* RECORDS FOR THE EXERCISE:
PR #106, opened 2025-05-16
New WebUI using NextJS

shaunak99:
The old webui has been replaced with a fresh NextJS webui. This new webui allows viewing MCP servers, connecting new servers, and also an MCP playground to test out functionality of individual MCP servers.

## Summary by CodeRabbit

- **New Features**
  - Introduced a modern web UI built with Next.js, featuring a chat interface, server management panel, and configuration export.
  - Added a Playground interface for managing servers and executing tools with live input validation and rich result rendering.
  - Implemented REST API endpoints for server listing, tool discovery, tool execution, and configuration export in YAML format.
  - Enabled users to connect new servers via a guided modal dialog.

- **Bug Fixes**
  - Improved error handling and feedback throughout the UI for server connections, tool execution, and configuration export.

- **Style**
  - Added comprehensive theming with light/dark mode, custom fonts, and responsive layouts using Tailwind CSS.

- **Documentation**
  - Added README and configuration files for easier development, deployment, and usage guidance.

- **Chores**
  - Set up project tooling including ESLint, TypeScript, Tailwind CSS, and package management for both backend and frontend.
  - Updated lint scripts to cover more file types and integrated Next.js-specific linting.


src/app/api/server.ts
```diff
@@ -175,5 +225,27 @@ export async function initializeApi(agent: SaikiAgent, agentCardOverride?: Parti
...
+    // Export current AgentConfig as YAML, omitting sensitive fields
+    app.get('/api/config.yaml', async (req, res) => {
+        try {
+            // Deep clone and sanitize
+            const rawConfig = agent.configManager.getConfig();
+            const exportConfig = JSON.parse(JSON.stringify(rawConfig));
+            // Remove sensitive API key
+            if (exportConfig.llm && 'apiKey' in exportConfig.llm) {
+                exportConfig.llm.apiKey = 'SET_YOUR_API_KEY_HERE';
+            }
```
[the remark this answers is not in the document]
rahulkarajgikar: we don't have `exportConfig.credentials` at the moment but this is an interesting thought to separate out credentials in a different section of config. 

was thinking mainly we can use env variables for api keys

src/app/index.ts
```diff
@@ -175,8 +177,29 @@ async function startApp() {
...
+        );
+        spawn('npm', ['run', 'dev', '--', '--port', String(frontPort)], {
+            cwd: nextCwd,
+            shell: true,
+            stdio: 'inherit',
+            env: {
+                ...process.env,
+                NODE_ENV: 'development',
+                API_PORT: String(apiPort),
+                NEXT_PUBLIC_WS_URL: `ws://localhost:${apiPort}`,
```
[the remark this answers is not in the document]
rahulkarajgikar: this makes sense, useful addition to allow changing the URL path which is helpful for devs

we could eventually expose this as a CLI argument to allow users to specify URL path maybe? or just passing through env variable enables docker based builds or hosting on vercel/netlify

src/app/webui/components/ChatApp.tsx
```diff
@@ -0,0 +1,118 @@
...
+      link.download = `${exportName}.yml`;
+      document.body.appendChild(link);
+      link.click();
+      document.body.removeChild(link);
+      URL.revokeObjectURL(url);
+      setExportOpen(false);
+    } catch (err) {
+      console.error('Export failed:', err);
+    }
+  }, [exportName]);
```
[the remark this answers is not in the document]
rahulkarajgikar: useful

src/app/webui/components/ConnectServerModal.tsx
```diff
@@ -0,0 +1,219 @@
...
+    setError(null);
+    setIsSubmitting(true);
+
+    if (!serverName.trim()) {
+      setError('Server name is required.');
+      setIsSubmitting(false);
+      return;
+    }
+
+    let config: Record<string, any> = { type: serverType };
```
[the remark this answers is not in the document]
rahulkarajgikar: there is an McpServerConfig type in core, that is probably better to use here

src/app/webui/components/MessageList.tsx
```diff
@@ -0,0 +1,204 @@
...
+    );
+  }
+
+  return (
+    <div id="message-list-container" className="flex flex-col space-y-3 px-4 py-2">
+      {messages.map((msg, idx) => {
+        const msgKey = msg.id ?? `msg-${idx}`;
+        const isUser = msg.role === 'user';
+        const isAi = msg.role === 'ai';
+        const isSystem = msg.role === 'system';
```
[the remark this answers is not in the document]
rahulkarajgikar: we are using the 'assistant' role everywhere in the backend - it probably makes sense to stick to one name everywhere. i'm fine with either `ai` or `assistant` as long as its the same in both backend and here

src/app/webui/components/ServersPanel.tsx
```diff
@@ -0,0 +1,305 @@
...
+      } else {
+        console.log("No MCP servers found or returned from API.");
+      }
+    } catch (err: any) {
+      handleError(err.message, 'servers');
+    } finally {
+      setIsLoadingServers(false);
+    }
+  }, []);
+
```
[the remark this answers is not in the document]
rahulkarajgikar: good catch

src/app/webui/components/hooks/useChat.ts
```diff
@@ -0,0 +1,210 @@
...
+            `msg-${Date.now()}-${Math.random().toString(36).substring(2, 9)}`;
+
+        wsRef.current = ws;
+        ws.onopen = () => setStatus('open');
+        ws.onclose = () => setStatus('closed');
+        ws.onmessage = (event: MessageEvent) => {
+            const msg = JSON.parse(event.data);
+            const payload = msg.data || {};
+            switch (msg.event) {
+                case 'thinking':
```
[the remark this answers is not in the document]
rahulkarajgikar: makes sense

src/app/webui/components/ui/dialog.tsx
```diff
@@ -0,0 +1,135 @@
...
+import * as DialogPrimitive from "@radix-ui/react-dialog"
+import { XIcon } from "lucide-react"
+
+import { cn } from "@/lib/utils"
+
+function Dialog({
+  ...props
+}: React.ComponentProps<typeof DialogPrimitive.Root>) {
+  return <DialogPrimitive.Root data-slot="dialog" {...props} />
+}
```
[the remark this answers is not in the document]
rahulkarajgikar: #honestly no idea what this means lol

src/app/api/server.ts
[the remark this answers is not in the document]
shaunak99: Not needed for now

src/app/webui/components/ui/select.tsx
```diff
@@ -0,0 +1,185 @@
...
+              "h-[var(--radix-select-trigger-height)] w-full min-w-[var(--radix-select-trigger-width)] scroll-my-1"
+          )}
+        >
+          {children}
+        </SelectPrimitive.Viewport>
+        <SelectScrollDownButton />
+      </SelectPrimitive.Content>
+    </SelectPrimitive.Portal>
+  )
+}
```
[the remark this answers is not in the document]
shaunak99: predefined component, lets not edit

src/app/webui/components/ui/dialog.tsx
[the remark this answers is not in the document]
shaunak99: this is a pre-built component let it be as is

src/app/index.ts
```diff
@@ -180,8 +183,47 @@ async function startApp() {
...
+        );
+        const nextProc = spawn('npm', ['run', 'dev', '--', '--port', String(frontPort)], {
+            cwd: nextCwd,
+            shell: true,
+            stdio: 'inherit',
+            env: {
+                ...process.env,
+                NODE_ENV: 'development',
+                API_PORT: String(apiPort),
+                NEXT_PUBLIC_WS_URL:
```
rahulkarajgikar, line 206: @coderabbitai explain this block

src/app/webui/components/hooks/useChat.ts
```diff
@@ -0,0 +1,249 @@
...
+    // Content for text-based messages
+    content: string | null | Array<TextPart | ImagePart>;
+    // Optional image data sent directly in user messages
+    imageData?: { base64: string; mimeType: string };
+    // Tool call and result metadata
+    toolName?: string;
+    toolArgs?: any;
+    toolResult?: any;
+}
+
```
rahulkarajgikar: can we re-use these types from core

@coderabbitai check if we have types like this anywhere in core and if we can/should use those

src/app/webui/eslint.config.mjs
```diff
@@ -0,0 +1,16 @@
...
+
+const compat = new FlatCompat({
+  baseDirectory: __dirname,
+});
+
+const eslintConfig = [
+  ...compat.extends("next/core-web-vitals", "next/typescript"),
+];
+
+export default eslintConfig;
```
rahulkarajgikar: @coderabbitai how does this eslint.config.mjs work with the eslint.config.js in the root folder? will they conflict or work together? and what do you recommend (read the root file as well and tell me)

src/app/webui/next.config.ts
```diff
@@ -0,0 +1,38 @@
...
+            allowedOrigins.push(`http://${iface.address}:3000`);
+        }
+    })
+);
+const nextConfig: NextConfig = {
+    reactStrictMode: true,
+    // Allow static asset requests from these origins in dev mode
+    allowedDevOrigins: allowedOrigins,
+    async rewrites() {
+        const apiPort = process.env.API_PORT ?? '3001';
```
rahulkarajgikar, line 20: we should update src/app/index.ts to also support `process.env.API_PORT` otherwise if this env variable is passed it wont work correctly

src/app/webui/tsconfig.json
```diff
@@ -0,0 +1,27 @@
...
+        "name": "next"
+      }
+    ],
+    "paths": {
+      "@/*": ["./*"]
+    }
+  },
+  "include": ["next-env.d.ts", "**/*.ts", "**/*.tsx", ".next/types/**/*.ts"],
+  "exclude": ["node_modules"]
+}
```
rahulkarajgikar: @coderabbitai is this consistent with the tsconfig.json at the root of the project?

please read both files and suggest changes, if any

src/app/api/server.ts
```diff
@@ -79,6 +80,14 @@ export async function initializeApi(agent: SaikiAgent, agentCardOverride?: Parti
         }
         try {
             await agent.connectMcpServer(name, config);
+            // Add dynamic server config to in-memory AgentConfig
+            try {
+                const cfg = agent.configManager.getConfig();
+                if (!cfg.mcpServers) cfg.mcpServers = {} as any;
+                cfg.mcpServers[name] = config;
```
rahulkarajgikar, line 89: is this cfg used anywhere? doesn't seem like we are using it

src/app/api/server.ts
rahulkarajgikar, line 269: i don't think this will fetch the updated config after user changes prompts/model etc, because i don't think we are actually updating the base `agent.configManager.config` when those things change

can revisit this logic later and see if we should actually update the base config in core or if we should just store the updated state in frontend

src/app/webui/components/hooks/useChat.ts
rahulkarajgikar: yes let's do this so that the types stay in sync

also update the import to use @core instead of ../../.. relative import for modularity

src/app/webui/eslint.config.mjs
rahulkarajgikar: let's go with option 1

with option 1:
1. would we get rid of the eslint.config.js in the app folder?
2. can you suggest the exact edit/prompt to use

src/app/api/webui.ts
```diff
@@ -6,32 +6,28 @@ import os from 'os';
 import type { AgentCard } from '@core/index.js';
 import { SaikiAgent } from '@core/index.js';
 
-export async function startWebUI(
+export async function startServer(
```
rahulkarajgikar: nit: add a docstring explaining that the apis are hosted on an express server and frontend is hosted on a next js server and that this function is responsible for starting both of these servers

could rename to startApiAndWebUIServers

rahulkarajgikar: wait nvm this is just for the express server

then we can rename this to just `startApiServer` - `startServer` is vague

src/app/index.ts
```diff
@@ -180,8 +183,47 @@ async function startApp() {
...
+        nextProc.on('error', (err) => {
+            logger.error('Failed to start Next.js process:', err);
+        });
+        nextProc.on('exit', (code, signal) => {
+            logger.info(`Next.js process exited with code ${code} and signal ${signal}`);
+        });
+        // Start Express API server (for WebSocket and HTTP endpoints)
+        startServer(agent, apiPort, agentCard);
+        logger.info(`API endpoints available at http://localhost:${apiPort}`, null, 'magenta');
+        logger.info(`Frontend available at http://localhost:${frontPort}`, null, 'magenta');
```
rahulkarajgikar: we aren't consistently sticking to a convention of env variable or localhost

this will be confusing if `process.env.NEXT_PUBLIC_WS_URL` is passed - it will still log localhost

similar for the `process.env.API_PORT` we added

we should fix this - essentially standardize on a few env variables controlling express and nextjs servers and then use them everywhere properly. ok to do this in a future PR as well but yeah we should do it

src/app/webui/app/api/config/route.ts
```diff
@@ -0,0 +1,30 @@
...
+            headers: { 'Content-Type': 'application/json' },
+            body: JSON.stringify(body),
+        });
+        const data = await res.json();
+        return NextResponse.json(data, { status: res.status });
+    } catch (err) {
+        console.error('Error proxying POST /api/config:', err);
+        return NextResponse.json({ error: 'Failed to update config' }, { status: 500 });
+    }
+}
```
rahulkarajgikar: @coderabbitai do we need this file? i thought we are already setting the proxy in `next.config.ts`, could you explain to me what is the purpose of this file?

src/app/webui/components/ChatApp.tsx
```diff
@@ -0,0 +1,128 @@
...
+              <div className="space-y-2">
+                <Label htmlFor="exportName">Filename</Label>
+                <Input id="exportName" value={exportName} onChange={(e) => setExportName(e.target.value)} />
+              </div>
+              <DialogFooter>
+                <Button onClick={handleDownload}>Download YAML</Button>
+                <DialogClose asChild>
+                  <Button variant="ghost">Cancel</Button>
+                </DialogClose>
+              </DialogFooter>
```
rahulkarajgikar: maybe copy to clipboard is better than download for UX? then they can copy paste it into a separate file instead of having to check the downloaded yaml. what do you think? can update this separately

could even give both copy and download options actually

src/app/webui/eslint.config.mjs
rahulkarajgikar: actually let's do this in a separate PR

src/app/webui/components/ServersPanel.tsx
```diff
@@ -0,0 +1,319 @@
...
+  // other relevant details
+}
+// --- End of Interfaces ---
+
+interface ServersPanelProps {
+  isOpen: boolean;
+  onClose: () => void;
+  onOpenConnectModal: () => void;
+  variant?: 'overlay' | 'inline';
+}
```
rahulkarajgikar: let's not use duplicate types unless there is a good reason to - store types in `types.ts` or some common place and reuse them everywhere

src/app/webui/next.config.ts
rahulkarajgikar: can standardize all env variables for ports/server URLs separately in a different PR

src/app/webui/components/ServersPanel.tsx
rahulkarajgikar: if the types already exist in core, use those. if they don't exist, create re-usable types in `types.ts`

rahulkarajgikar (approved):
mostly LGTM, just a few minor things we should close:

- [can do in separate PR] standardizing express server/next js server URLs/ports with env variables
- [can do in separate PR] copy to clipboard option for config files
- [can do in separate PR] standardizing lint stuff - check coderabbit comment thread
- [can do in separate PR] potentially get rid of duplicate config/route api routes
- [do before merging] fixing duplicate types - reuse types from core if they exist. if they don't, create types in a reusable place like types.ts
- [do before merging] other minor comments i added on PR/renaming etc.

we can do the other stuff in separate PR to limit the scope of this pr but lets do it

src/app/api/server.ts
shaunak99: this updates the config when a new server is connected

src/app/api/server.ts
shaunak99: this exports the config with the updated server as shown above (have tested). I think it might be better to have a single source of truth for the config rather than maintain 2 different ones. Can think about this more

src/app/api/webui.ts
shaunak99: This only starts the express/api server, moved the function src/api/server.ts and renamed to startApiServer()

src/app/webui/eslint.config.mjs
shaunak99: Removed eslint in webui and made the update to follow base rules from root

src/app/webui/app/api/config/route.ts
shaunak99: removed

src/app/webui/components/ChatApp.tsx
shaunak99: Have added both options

...

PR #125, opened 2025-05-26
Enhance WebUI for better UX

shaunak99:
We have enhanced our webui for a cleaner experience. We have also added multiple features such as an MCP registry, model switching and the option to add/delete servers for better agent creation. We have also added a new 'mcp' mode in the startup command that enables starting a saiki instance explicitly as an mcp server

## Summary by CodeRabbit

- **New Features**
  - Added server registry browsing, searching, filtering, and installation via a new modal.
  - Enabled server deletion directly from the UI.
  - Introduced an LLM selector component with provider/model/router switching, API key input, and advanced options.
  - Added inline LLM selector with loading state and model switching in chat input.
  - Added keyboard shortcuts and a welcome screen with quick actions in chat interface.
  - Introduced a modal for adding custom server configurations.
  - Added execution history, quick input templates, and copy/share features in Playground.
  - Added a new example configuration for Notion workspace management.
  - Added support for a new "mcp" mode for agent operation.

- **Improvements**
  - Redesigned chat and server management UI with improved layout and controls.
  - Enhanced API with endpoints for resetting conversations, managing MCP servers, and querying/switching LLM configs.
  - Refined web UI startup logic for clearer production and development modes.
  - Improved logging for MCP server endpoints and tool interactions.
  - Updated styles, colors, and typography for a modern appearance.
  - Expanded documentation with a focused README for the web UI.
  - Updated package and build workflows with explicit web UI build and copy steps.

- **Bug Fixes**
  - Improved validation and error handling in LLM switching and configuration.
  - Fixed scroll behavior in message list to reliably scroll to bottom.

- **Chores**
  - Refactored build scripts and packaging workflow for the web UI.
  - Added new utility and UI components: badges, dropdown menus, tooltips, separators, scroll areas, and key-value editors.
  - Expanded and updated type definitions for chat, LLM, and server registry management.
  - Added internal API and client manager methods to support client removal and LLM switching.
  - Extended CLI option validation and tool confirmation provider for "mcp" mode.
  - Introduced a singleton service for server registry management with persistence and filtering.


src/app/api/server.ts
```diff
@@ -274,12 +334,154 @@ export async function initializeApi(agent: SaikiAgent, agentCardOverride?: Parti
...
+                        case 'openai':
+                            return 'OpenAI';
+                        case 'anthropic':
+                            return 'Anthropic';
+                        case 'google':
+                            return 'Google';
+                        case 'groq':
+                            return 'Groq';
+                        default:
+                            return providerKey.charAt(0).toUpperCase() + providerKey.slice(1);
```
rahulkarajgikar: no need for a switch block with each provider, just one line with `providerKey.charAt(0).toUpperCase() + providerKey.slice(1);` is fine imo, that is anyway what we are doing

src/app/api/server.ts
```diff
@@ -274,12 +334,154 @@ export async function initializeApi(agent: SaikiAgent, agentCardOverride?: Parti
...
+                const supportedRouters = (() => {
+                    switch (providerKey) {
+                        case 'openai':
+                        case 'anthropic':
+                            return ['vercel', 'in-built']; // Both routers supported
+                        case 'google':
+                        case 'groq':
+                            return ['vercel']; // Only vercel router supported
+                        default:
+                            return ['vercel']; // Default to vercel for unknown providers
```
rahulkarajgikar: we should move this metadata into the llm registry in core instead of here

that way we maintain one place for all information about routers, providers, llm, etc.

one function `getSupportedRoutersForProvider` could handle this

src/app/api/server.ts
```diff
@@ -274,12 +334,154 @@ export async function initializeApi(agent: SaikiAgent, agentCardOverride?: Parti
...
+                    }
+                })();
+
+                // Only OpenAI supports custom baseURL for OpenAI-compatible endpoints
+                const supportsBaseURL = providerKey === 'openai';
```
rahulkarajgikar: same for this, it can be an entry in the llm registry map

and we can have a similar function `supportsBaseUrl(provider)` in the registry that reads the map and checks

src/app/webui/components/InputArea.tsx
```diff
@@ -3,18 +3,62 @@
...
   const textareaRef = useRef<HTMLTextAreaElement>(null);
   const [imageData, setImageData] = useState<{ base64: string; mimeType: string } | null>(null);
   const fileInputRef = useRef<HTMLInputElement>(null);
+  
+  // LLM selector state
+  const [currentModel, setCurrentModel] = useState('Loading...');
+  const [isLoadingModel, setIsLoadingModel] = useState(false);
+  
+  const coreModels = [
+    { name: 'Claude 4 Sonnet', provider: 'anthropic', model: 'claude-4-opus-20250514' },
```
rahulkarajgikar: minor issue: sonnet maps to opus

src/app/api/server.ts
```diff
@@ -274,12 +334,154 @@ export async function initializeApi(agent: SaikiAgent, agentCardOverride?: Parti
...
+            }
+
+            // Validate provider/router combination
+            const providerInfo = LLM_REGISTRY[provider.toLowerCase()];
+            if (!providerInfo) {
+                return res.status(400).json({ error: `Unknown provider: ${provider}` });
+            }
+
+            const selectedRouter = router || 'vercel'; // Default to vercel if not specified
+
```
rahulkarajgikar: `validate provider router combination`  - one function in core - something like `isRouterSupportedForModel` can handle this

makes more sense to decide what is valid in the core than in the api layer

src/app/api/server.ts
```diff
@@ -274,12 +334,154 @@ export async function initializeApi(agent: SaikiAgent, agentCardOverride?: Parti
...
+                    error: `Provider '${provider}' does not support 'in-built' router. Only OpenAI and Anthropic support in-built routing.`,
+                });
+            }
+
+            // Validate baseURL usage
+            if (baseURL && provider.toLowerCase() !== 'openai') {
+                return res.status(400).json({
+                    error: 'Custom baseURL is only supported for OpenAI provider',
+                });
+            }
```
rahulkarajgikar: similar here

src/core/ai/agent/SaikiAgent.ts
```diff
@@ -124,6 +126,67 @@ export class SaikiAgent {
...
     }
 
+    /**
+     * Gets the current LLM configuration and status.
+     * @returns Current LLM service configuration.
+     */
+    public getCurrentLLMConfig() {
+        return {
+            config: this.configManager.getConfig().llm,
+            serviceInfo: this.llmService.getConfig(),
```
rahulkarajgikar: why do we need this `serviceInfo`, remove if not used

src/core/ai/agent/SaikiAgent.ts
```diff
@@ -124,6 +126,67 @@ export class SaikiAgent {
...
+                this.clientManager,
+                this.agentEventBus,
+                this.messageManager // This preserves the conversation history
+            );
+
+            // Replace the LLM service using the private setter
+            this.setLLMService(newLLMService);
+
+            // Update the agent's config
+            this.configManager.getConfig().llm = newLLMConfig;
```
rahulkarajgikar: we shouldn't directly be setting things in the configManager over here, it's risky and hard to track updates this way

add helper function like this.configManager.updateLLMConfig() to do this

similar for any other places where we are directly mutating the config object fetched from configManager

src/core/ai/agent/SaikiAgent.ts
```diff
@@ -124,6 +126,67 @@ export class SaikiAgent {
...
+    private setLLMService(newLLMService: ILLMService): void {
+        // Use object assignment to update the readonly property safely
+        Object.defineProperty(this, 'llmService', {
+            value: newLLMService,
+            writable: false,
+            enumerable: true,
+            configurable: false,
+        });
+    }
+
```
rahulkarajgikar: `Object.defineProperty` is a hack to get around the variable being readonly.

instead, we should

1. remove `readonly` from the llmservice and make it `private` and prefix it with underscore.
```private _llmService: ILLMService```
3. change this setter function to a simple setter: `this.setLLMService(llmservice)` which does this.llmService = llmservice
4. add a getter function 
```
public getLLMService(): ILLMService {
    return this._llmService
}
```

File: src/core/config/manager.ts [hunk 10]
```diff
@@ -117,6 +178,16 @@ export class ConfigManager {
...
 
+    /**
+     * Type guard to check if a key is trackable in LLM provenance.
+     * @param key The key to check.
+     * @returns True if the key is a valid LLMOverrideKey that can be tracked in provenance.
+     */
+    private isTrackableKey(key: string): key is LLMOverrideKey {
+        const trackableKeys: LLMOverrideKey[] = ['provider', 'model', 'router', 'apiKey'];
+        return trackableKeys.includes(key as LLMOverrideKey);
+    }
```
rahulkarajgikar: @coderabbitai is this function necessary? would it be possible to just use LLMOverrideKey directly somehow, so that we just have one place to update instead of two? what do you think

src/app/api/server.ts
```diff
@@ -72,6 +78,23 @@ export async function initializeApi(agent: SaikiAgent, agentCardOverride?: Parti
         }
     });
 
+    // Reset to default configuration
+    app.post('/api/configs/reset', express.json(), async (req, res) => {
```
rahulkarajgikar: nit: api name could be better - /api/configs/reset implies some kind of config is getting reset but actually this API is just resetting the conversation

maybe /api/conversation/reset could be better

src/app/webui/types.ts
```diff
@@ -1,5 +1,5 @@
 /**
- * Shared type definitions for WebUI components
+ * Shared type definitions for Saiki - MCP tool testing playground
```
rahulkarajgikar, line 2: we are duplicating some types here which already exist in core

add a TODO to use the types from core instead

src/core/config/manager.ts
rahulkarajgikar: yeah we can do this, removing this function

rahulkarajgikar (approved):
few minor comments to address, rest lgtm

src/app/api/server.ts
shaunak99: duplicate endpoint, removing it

* PROBLEM:
Take exactly the lines from the one containing "PR #106, opened 2025-05-16" through the one containing "- **Documentation**" in the data above, and output them with nothing added.

* EXERCISE ANSWER:
PR #106, opened 2025-05-16
New WebUI using NextJS

shaunak99:
The old webui has been replaced with a fresh NextJS webui. This new webui allows viewing MCP servers, connecting new servers, and also an MCP playground to test out functionality of individual MCP servers.

## Summary by CodeRabbit

- **New Features**
  - Introduced a modern web UI built with Next.js, featuring a chat interface, server management panel, and configuration export.
  - Added a Playground interface for managing servers and executing tools with live input validation and rich result rendering.
  - Implemented REST API endpoints for server listing, tool discovery, tool execution, and configuration export in YAML format.
  - Enabled users to connect new servers via a guided modal dialog.

- **Bug Fixes**
  - Improved error handling and feedback throughout the UI for server connections, tool execution, and configuration export.

- **Style**
  - Added comprehensive theming with light/dark mode, custom fonts, and responsive layouts using Tailwind CSS.

- **Documentation**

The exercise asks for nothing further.